> [Entries provided]
________________

PR #3682, opened 2023-10-28
hyprctl: add handler to report all connected monitors

TheAngusMcFire:
I added a way to show all monitors, not just the active ones.
I use this to see which monitor is connected to which output before changing the config. 

nope

ready for merge


vaxerski:
I'd rather add a flag to hyprctl and a field called `enabled` or something. This just adds tons of duplicate code.

TheAngusMcFire:
> I'd rather add a flag to hyprctl and a field called `enabled` or something. This just adds tons of duplicate code.

Would the code not be almost the same or even more? we iterate a different collection and also print other information (because disconnected monitors have less info)

I mean I can change it to use a field, should I then try to reuse the current print function and just add fallbacks for the not existing code?

vaxerski:
yes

________________

> [Required action] Where the string "flag" shows up in the listing above, copy the line that holds it.

> [Output for this exercise]
I'd rather add a flag to hyprctl and a field called `enabled` or something. This just adds tons of duplicate code.
> I'd rather add a flag to hyprctl and a field called `enabled` or something. This just adds tons of duplicate code.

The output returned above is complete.